SAP continues to expect non-IFRS cloud revenue to remain at €8.3-€8.7 billion (~$9.05-$9.48 billion) and cloud and software revenue to remain at €23.4-€24 billion (~$27.6-$28.3 billion) for the year. It expects to end the year with revenues of €27.8-€28.5 billion.
SAP’s Cloud Growth
SAP S/4HANA continues to drive growth for the company. During the quarter, it added more than 500 S/4HANA customers, translating to 40% net new customers. It ended the quarter with a total S/4HANA customer count of more than 14,600. In a recent report, IDC also ranked S/4HANA as leader in cloud ERP applications.

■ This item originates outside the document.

PR #6500, opened 2015-03-02
CE-1381: Ensure that user id exists

lukaszkonieczny:
https://wikia-inc.atlassian.net/browse/CE-1381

As part of its cloud focus, SAP is providing additional options for customers to move to the cloud. Later this year, SAP will launch an integrated pre-configured public cloud suite that will expand beyond ERP. It will introduce a new private cloud offering for customers that require high levels of differentiation with a simpler commercial model. It will continue to leverage hyperscalers and system integrators to manage most of the cloud ERP infrastructure workloads.

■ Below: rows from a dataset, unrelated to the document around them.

PR #6501, opened 2015-03-02
CONCF-4 | any wiki can be added to the Corporate Footer dropdown (wgDisableWAMOnHubPages is irrelevant)

Warkot:
Added an independent wg variable (`wgIncludeWikiInCorporateFooterDropdown`) to determine if a wiki is supposed to act as a corporate wiki, thus added to the Corporate Footer (the one on Wikia Home Pages) dropdown (the one with flags). Still only one wiki per language is permitted as they would overwrite each other.

Previously `wgDisableWAMOnHubPages` was determining if a page is a corporate page on hub template. Now WAM can be disabled on any page, and any page can be set as corporate.

### DIFF
--- a/includes/wikia/DefaultSettings.php
+++ b/includes/wikia/DefaultSettings.php
@@ -1676,6 +1676,11 @@ $wgProfilerSendViaScribe = true;
  */
 $wgDisableWAMOnHubs = false;
 
+/* @name wgTreatAsCorporate
+ * Treat a wiki as if it was a corporate wiki
+ */
+$wgTreatAsCorporate = false;
+
 /**
  * Force ImageServing to return an empty list
  * see PLATFORM-392
--- a/includes/wikia/DefaultSettings.php
+++ b/includes/wikia/DefaultSettings.php
@@ -1676,10 +1676,10 @@ $wgProfilerSendViaScribe = true;
  */
 $wgDisableWAMOnHubs = false;
 
-/* @name wgTreatAsCorporate
- * Treat a wiki as if it was a corporate wiki
+/* @name wgIncludeWikiInCorporateFooterDropdown
+ * Include link to this wiki in the Corporate Footer dropdown (the one with flags).
  */
-$wgTreatAsCorporate = false;
+$wgIncludeWikiInCorporateFooterDropdown = false;
 
 /**
  * Force ImageServing to return an empty list
--- a/extensions/wikia/CityVisualization/helpers/WikiaHomePageHelper.class.php
+++ b/extensions/wikia/CityVisualization/helpers/WikiaHomePageHelper.class.php
@@ -17,7 +17,7 @@ class WikiaHomePageHelper extends WikiaModel {
 	const VIDEO_GAMES_SLOTS_VAR_NAME = 'wgWikiaHomePageVideoGamesSlots';
 	const ENTERTAINMENT_SLOTS_VAR_NAME = 'wgWikiaHomePageEntertainmentSlots';
 	const LIFESTYLE_SLOTS_VAR_NAME = 'wgWikiaHomePageLifestyleSlots';
-	const CORPORATE_ON_HUB_ENABLED = 'wgTreatAsCorporate';
+	const IS_WIKI_INCLUDED_IN_CORPORATE_FOOTER_DROPDOWN_VAR_NAME = 'wgIncludeWikiInCorporateFooterDropdown';
 	const SLOTS_IN_TOTAL = 17;
 
 	const SLOTS_BIG = 2;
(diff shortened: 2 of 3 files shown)


includes/wikia/DefaultSettings.php
```diff
@@ -1676,6 +1676,11 @@
  */
 $wgDisableWAMOnHubs = false;
 
+/* @name wgTreatAsCorporate
+ * Treat a wiki as if it was a corporate wiki
+ */
+$wgTreatAsCorporate = false;
```
bognix: By adding another value you introduce inconsistency with https://github.com/Wikia/config/blob/dev/CommonExtensions.php#L3064 . So please either rename the variable in config to more descriptive name or add your variable to config too.

Warkot: I'm just looking at the line you're quoting (pasted beneath) and I think I must make few things clear.
```
$wgEnableWikiaStatsExt = $wgEnableWikiaStatsExt || $wgEnableWikiaHomePageExt || ($wgEnableWikiaHubsV3Ext && $wgDisableWAMOnHubs);
```
I'd say that the new variable has nothing to do with the old ones. Actually my intent is to make those variables independent. You can set `$wgTreatAsCorporate`, so the page is added to the *Corporate Footer*. You can independently set `$wgDisableWAMOnHubs` on hubs (`$wgEnableWikiaHubsV3Ext = true`), so you can swap WAM module for *Wikia Stats* (`$wgEnableWikiaStatsExt`).

What do you think? @bognix @kvas-damian

kvas-damian: Lets step back for a moment. Our main problem is: which wikis should be displayed in language chooser in footer.
We already found out that putting there corporate pages is not enough, because we have pt-br hub like corporate page. That is why we added pseudohub there.
Now we see that not all pseudohubs should be displayed there. HudlerHub is the reason.

Maybe we should create completely separate logic to put wiki in language chooser? Separate variable and logic completely separated from existing variables. What do you think about it?

Warkot: Isn't what I did here? :neutral_face:
> Separate variable and logic completely separated from existing variables.

This separates logic of 'adding to the corporate dropdown' from 'having a Wikia Stats instead of WAM'. The new variable is checked only while including any other wiki than the ones with `$wgEnableWikiaStatsExt` in the *Corporate Footer* language chooser dropdown—the old variable is removed from this check. Imagine it's renamed from `$wgTreatAsCorporate` to `$wgDisplayInCorporateFooterDropdown` (or something similar). Are you following? Am I following you correctly? :sweat_smile:

kvas-damian: Not exactly, we're adding this list to coporate pages list: https://github.com/Wikia/app/blob/CONCF-4/extensions/wikia/CorporateFooter/CorporateFooterController.class.php#L12

Warkot: IMHO, it's still just semantics. This:
```
$corporateWikis = array_merge( $corporateWikis, $corporateHubWikis );
```
can go like this:
```
$wikisToShowInTheCorporateFooterLanguageDropdown = array_merge( $corporateWikis, $wikisWithTheSpecificVariableEnabledToBeIncluded );
```

kvas-damian: So what I suggested initialy was to have variable that is the only source of truth. Not merging that with any other list.

Warkot: So that implies that you could create a *Wikia Home (//Corp) Page* (or at least a wiki that looks like one) and it doesn't need to be added to the *Corporate Footer* dropdown. Am I right? And this idea actually appeals to me. :+1:

kvas-damian: Exactly. On the oposite edge, you can create regular wiki which will be displayed there.

Warkot: :+1: It is even possible with this implementation. But should there still be only possible one for each language? (My answer: yes.)

Warkot: OK guys, I had today another idea. What if we added in the Corporate Footer dropdown those wikis which have this footer enabled (`$wgEnableCorporateFooterExt`)? It's strange that wiki can be included in the dropdown on other pages, but actually it doesn't have this dropdown itself. What do you think? It would also lead to enabling Corporate Footer on pt-br hub/corp page.

Warkot: And I was also thinking about resolving [this TODO](https://github.com/Wikia/app/blob/dev/extensions/wikia/GlobalFooter/scripts/GlobalFooter.js#L43).

kvas-damian: Your option is also valid. You need to decide if this limitation (you have to display lang dropdown if you want to put wiki there) won't be painful in future.

bognix:
LGTM

hakubo:
LGTM

tomasznapieralski:
LGTM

In a surprising move, SAP announced plans to spin-off Qualtrics through an IPO. SAP had bought Qualtrics two years ago for $8 billion just before Qualtrics decided to list. Under SAP, Qualtrics had seen cloud growth of more than 40%. As part of the plan, SAP would remain a majority owner of Qualtrics.

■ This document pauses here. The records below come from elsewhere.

PR #6505, opened 2015-03-02
Execute non-internal tasks over http

nmonterroso:
@owend 
Currently, tasks created on sandbox, preview, and verify execute over ssh. This was done because of complications with forwarding something like `tasks.sandbox-s3.wikia.com` to the right place. Now, though, we're seeing some errors when executing these tasks over ssh, so we should move these to execute over http. Intentionally not updating `WIKIA_ENV_INTERNAL` because we can't hit `proxy.php` the same way we do in other environments.


owend:
Yeah, this looks good to me (based on offline conversation about a couple of things).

Over the past few years, SAP has been building out its experience management (XM) ecosystem. Qualtrics has been key to that growth. SAP believes that by spinning out Qualtrics, it will give both Qualrtics and SAP the ability to grow this ecosystem. Qualtrics will be able to tap into SAP’s customer base while remaining independent enough to add talent, acquisitions, and customers outside of SAP.
Qualtrics will continue to be led by its founder Ryan Smith. While both companies are portraying the move as a win-win situation, analysts think otherwise. Some believe that the integration between the two did not really happen.
This was evident in a Jefferies report where an analyst says, “It leads us to question the degree of integration that was achieved, as well as future integration plans”.
Its stock is trading at $158.62 with a market capitalization of $195.1 billion. It hit a 52-week high of $165.38 earlier this week driven by its result announcement. The stock hit a 52-week low of $90.90 in March this year. It has had quite a stellar rise since.